## ABOUT THIS EXERCISE
An exact copy of all the data below is required.

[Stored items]
PR #2385, opened 2018-10-17
Add documentation for developers about the new sampler API

cdcapano:
Adds a page for the sampler classes and a page for the new IO classes. These are linked from the main inference help page, under a new section "For Developers".  Example is here:

[Sampler API](https://www.atlas.aei.uni-hannover.de/~cdcapano/public_scratch/github_prs/inference_dev-test_docs/html/inference/sampler_api.html)
[Inference IO](https://www.atlas.aei.uni-hannover.de/~cdcapano/public_scratch/github_prs/inference_dev-test_docs/html/inference/io.html)

@cmbiwer @soumide1102 Is this what you were thinking of?

### DIFF
--- a/docs/_include/inference_io_inheritance_diagrams.py
+++ b/docs/_include/inference_io_inheritance_diagrams.py
@@ -1,0 +1,34 @@
+# Creates RST for the sampler inheritance diagrams
+from __future__ import print_function
+import inspect
+from pycbc.inference.io import filetypes
+
+fname = 'inference_io_inheritance_diagrams.rst'
+
+def get_topclasses(cls):
+    """Gets the base classes that are in pycbc."""
+    bases = [c for c in inspect.getmro(cls)
+             if c.__module__.startswith('pycbc') and c != cls]
+    return ', '.join(['{}.{}'.format(c.__module__, c.__name__) for c in bases])
+
+tmplt = """.. _inheritance-io-{name}:
+
+* ``{name}``:
+
+.. inheritance-diagram:: {module}.{name}
+   :parts: 3
+   :top-classes: pycbc.inference.io.base_hdf.BaseInferenceFile
+
+|
+
+"""
+fp = open(fname, 'w')
+
+for ftname, cls in sorted(filetypes.items()):
+    # get the parents
+    topclasses = get_topclasses(cls)
+    out = tmplt.format(name=cls.__name__, module=cls.__module__)
+                       #topclasses=topclasses)
+    print(out, file=fp)
+
+fp.close()
--- a/docs/_include/inference_io_inheritance_diagrams.py
+++ b/docs/_include/inference_io_inheritance_diagrams.py
@@ -28,7 +28,6 @@ for ftname, cls in sorted(filetypes.items()):
     # get the parents
     topclasses = get_topclasses(cls)
     out = tmplt.format(name=cls.__name__, module=cls.__module__)
-                       #topclasses=topclasses)
     print(out, file=fp)
 
 fp.close()
--- a/docs/_include/inference_io_inheritance_diagrams.py
+++ b/docs/_include/inference_io_inheritance_diagrams.py
@@ -15,7 +15,7 @@ tmplt = """.. _inheritance-io-{name}:
 
 * ``{name}``:
 
-.. inheritance-diagram:: {module}.{name}
+.. inheritance-diagram:: {module}.{clsname}
    :parts: 3
    :top-classes: pycbc.inference.io.base_hdf.BaseInferenceFile
 
@@ -27,7 +27,8 @@ fp = open(fname, 'w')
 for ftname, cls in sorted(filetypes.items()):
     # get the parents
     topclasses = get_topclasses(cls)
-    out = tmplt.format(name=cls.__name__, module=cls.__module__)
+    out = tmplt.format(name=ftname, clsname=cls.__name__,
+                       module=cls.__module__)
     print(out, file=fp)
 
 fp.close()
--- a/docs/_include/sampler_inheritance_diagrams.py
+++ b/docs/_include/sampler_inheritance_diagrams.py
@@ -2,15 +2,13 @@
 from __future__ import print_function
 from pycbc.inference.sampler import samplers
 
-print("CREATING SAMPLER DIAGRAM")
-
 fname = 'sampler_inheritance_diagrams.rst'
 
-tmplt = """.. _inheritance-{}:
+tmplt = """.. _inheritance-{name}:
 
-* ``{}``:
+* ``{name}``:
 
-.. inheritance-diagram:: pycbc.inference.sampler.{}
+.. inheritance-diagram:: {module}.{name}
    :parts: 3
 
 |
@@ -19,6 +17,7 @@ tmplt = """.. _inheritance-{}:
 fp = open(fname, 'w')
 
 for sampler, cls in sorted(samplers.items()):
-    print(tmplt.format(sampler, sampler, cls.__name__), file=fp)
+    out = tmplt.format(name=cls.__name__, module=cls.__module__)
+    print(out, file=fp)
 
 fp.close()
--- a/docs/_include/sampler_inheritance_diagrams.py
+++ b/docs/_include/sampler_inheritance_diagrams.py
@@ -8,7 +8,7 @@ tmplt = """.. _inheritance-{name}:
 
 * ``{name}``:
 
-.. inheritance-diagram:: {module}.{name}
+.. inheritance-diagram:: {module}.{clsname}
    :parts: 3
 
 |
@@ -17,7 +17,8 @@ tmplt = """.. _inheritance-{name}:
 fp = open(fname, 'w')
 
 for sampler, cls in sorted(samplers.items()):
-    out = tmplt.format(name=cls.__name__, module=cls.__module__)
+    out = tmplt.format(name=sampler, clsname=cls.__name__,
+                       module=cls.__module__)
     print(out, file=fp)
 
 fp.close()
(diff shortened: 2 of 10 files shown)


cmbiwer:
I think this helps, but I actually had something simpler in mind.

But an explanation on how to add features is useful as long as we keep it updated, ie. if you're assigned a pull request then actually say if the documentation needs to be updated. Otherwise, this isn't that useful in the long run.

Just browsing our own documentation, I actually think the bases part of the class documentation is more what I had in mind, eg.: https://www.atlas.aei.uni-hannover.de/%7Ecdcapano/public_scratch/github_prs/inference_dev-test_docs/html/pycbc.inference.sampler.html#module-pycbc.inference.sampler.emcee_pt

It gets generated with the documentation for the class.

If the inheritance diagram could just be included with the class documentation, and then for functions, it says "``This function is defined in <class>``". That's all I was thinking of. Then, simply point someone to the documentation for the class and they have a roadmap of where all the functions are defined and inherited.

Also, sidenote, having multiple modules with the same name (even if you're using relative paths) is problematic in my opinion when communicating between people and not machines.

cdcapano:
Hi @cmbiwer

## WORKED SOLUTION
PR #2385, opened 2018-10-17
Add documentation for developers about the new sampler API

cdcapano:
Adds a page for the sampler classes and a page for the new IO classes. These are linked from the main inference help page, under a new section "For Developers".  Example is here:

[Sampler API](https://www.atlas.aei.uni-hannover.de/~cdcapano/public_scratch/github_prs/inference_dev-test_docs/html/inference/sampler_api.html)
[Inference IO](https://www.atlas.aei.uni-hannover.de/~cdcapano/public_scratch/github_prs/inference_dev-test_docs/html/inference/io.html)

@cmbiwer @soumide1102 Is this what you were thinking of?

### DIFF
--- a/docs/_include/inference_io_inheritance_diagrams.py
+++ b/docs/_include/inference_io_inheritance_diagrams.py
@@ -1,0 +1,34 @@
+# Creates RST for the sampler inheritance diagrams
+from __future__ import print_function
+import inspect
+from pycbc.inference.io import filetypes
+
+fname = 'inference_io_inheritance_diagrams.rst'
+
+def get_topclasses(cls):
+    """Gets the base classes that are in pycbc."""
+    bases = [c for c in inspect.getmro(cls)
+             if c.__module__.startswith('pycbc') and c != cls]
+    return ', '.join(['{}.{}'.format(c.__module__, c.__name__) for c in bases])
+
+tmplt = """.. _inheritance-io-{name}:
+
+* ``{name}``:
+
+.. inheritance-diagram:: {module}.{name}
+   :parts: 3
+   :top-classes: pycbc.inference.io.base_hdf.BaseInferenceFile
+
+|
+
+"""
+fp = open(fname, 'w')
+
+for ftname, cls in sorted(filetypes.items()):
+    # get the parents
+    topclasses = get_topclasses(cls)
+    out = tmplt.format(name=cls.__name__, module=cls.__module__)
+                       #topclasses=topclasses)
+    print(out, file=fp)
+
+fp.close()
--- a/docs/_include/inference_io_inheritance_diagrams.py
+++ b/docs/_include/inference_io_inheritance_diagrams.py
@@ -28,7 +28,6 @@ for ftname, cls in sorted(filetypes.items()):
     # get the parents
     topclasses = get_topclasses(cls)
     out = tmplt.format(name=cls.__name__, module=cls.__module__)
-                       #topclasses=topclasses)
     print(out, file=fp)
 
 fp.close()
--- a/docs/_include/inference_io_inheritance_diagrams.py
+++ b/docs/_include/inference_io_inheritance_diagrams.py
@@ -15,7 +15,7 @@ tmplt = """.. _inheritance-io-{name}:
 
 * ``{name}``:
 
-.. inheritance-diagram:: {module}.{name}
+.. inheritance-diagram:: {module}.{clsname}
    :parts: 3
    :top-classes: pycbc.inference.io.base_hdf.BaseInferenceFile
 
@@ -27,7 +27,8 @@ fp = open(fname, 'w')
 for ftname, cls in sorted(filetypes.items()):
     # get the parents
     topclasses = get_topclasses(cls)
-    out = tmplt.format(name=cls.__name__, module=cls.__module__)
+    out = tmplt.format(name=ftname, clsname=cls.__name__,
+                       module=cls.__module__)
     print(out, file=fp)
 
 fp.close()
--- a/docs/_include/sampler_inheritance_diagrams.py
+++ b/docs/_include/sampler_inheritance_diagrams.py
@@ -2,15 +2,13 @@
 from __future__ import print_function
 from pycbc.inference.sampler import samplers
 
-print("CREATING SAMPLER DIAGRAM")
-
 fname = 'sampler_inheritance_diagrams.rst'
 
-tmplt = """.. _inheritance-{}:
+tmplt = """.. _inheritance-{name}:
 
-* ``{}``:
+* ``{name}``:
 
-.. inheritance-diagram:: pycbc.inference.sampler.{}
+.. inheritance-diagram:: {module}.{name}
    :parts: 3
 
 |
@@ -19,6 +17,7 @@ tmplt = """.. _inheritance-{}:
 fp = open(fname, 'w')
 
 for sampler, cls in sorted(samplers.items()):
-    print(tmplt.format(sampler, sampler, cls.__name__), file=fp)
+    out = tmplt.format(name=cls.__name__, module=cls.__module__)
+    print(out, file=fp)
 
 fp.close()
--- a/docs/_include/sampler_inheritance_diagrams.py
+++ b/docs/_include/sampler_inheritance_diagrams.py
@@ -8,7 +8,7 @@ tmplt = """.. _inheritance-{name}:
 
 * ``{name}``:
 
-.. inheritance-diagram:: {module}.{name}
+.. inheritance-diagram:: {module}.{clsname}
    :parts: 3
 
 |
@@ -17,7 +17,8 @@ tmplt = """.. _inheritance-{name}:
 fp = open(fname, 'w')
 
 for sampler, cls in sorted(samplers.items()):
-    out = tmplt.format(name=cls.__name__, module=cls.__module__)
+    out = tmplt.format(name=sampler, clsname=cls.__name__,
+                       module=cls.__module__)
     print(out, file=fp)
 
 fp.close()
(diff shortened: 2 of 10 files shown)


cmbiwer:
I think this helps, but I actually had something simpler in mind.

But an explanation on how to add features is useful as long as we keep it updated, ie. if you're assigned a pull request then actually say if the documentation needs to be updated. Otherwise, this isn't that useful in the long run.

Just browsing our own documentation, I actually think the bases part of the class documentation is more what I had in mind, eg.: https://www.atlas.aei.uni-hannover.de/%7Ecdcapano/public_scratch/github_prs/inference_dev-test_docs/html/pycbc.inference.sampler.html#module-pycbc.inference.sampler.emcee_pt

It gets generated with the documentation for the class.

If the inheritance diagram could just be included with the class documentation, and then for functions, it says "``This function is defined in <class>``". That's all I was thinking of. Then, simply point someone to the documentation for the class and they have a roadmap of where all the functions are defined and inherited.

Also, sidenote, having multiple modules with the same name (even if you're using relative paths) is problematic in my opinion when communicating between people and not machines.

cdcapano:
Hi @cmbiwer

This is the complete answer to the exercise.